What to produce: From the line with "2. Check if" through the final line, transcribe the material below character for character; include no other lines.
= Beginning of Section =
PR #2039, opened 2020-02-26
Redo: Fixes the issue that SPI default SS pin is not configured

XuGuohui:
### Problem

`SPI.begin(SPI_MODE_MASTER);` doesn't configure the default SS pin to be output high initially.

### Solution

Assign default parameter for the second argument of the `SPIClass::begin(SPI_Mode mode, uint16_t ss_pin = SPI_DEFAULT_SS)`.

### Steps to Test

1. Build and download the following example App.
2. Check if the default SS pin according to https://docs.particle.io/reference/device-os/firmware/electron/#begin--4 can be toggled periodically.

### Example App

```c
#include "application.h"

SYSTEM_MODE(MANUAL);

#if HAL_PLATFORM_STM32F2XX
#define SPI_DEFAULT_SS_PIN  A2
#elif PLATFORM_ID == PLATFORM_XENON || PLATFORM_ID == PLATFORM_ARGON || PLATFORM_ID == PLATFORM_BORON
#define SPI_DEFAULT_SS_PIN  A5
#endif

void setup()
{
    SPI.begin(SPI_MODE_MASTER);
}

void loop()
{
    digitalWrite(SPI_DEFAULT_SS_PIN, LOW);
    delay(3000);
    digitalWrite(SPI_DEFAULT_SS_PIN, HIGH);
    delay(3000);
}
```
= End of Section =
Output for this exercise:
2. Check if the default SS pin according to https://docs.particle.io/reference/device-os/firmware/electron/#begin--4 can be toggled periodically.

### Example App

```c
#include "application.h"

SYSTEM_MODE(MANUAL);

#if HAL_PLATFORM_STM32F2XX
#define SPI_DEFAULT_SS_PIN  A2
#elif PLATFORM_ID == PLATFORM_XENON || PLATFORM_ID == PLATFORM_ARGON || PLATFORM_ID == PLATFORM_BORON
#define SPI_DEFAULT_SS_PIN  A5
#endif

void setup()
{
    SPI.begin(SPI_MODE_MASTER);
}

void loop()
{
    digitalWrite(SPI_DEFAULT_SS_PIN, LOW);
    delay(3000);
    digitalWrite(SPI_DEFAULT_SS_PIN, HIGH);
    delay(3000);
}
```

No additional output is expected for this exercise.